TODAY IN HISTORY
Today is Wednesday, Jan. 15, the 15th day of 2020. There are 351 days left in the year.
ON THIS DATE IN HISTORY
On Jan. 15, 2009, US Airways Capt. Chesley “Sully” Sullenberger ditched his Airbus 320 in the Hudson River after a flock of birds disabled both engines; all 155 people aboard survived.
1559 — England’s Queen Elizabeth I was crowned in Westminster Abbey.
1865 — As the Civil War neared its end, Union forces captured Fort Fisher near Wilmington, North Carolina, depriving the Confederates of their last major seaport.
1892 — The original rules of basketball, devised by James Naismith, were published for the first time in Springfield, Massachusetts, where the game originated.
1919 — In Boston, a tank containing an estimated 2.3 million gallons of molasses burst, sending the dark syrup coursing through the city’s North End, killing 21 people.
1929 — Civil rights leader Martin Luther King, Jr. was born in Atlanta.
1943 — Work was completed on the Pentagon, the headquarters of the U.S. Department of War (now Defense).
1967 — The Green Bay Packers of the National Football League defeated the Kansas City Chiefs of the American Football League 35-10 in the first AFL-NFL World Championship Game, retroactively known as Super Bowl I.

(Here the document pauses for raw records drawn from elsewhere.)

PR #378, opened 2018-03-02
And KCP listener documentation with static relay

camAtGitHub:
Existing documentation talks about how to use a private relay but it is not clear that in doing it that way it then removes the TCP and KCP listeners, resulting in poor performance on local LAN segments etc. This commit attempts to clarify that.

### DIFF
--- a/users/config.rst
+++ b/users/config.rst
@@ -739,10 +739,16 @@ TCP IPv6 wildcard and port (``tcp6://[::]:22000``, ``tcp6://:22000``)
 TCP IPv6 address and port (``tcp6://[2001:db8::42]:22000``)
     This results in Syncthing listening on the specified address and port, IPv6
     only.
+    
+KCP listener address (``kcp://0.0.0.0:22000``, ``kcp://:22020``)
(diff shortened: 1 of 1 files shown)


AudriusButkevicius:
Kcp support was reverted as it caused more issues than benefits.

camAtGitHub:
Hi Audrius, would you like me to change the doco? 
I certainly spent hours trying to find out how to make my private relay work with syncthing normal protocols. Clarifying the ability to join statements with commas would be good.

AudriusButkevicius:
Your change is fine, just remove kcp. Also, it might be nice to have "default relay://..." also as an example.

imsodin:
If you go into combinations, please also state the difference between web UI and config (xml): In the UI you can combine by ", " but in the config (xml) you need multiple listenAdress elements.

AudriusButkevicius:
The dynamic+ was correct, @imsodin just meant that we should mention that the format is different in the config (not space separated strings in a single xml element, but multiple xml elements with a single string each)

xor-gate:
Didn't become KCP feature obsolete?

1973 — President Richard M. Nixon announced the suspension of all U.S. offensive action in North Vietnam, citing progress in peace negotiations.
1976 — Sara Jane Moore was sentenced to life in prison for her attempt on the life of President Gerald R. Ford in San Francisco. (Moore was released on the last day of 2007.)
1987 — Entertainer Ray Bolger, perhaps best known for playing the Scarecrow in the 1939 MGM musical “The Wizard of Oz,” died in Los Angeles at age 83.
1993 — A historic disarmament ceremony ended in Paris with the last of 125 countries signing a treaty banning chemical weapons.
2014 — A highly critical and bipartisan Senate report declared that the deadly Sept. 2012 assault on the American diplomatic compound in Benghazi, Libya, could have been prevented; the report spread blame among the State Department, the military and U.S. intelligence.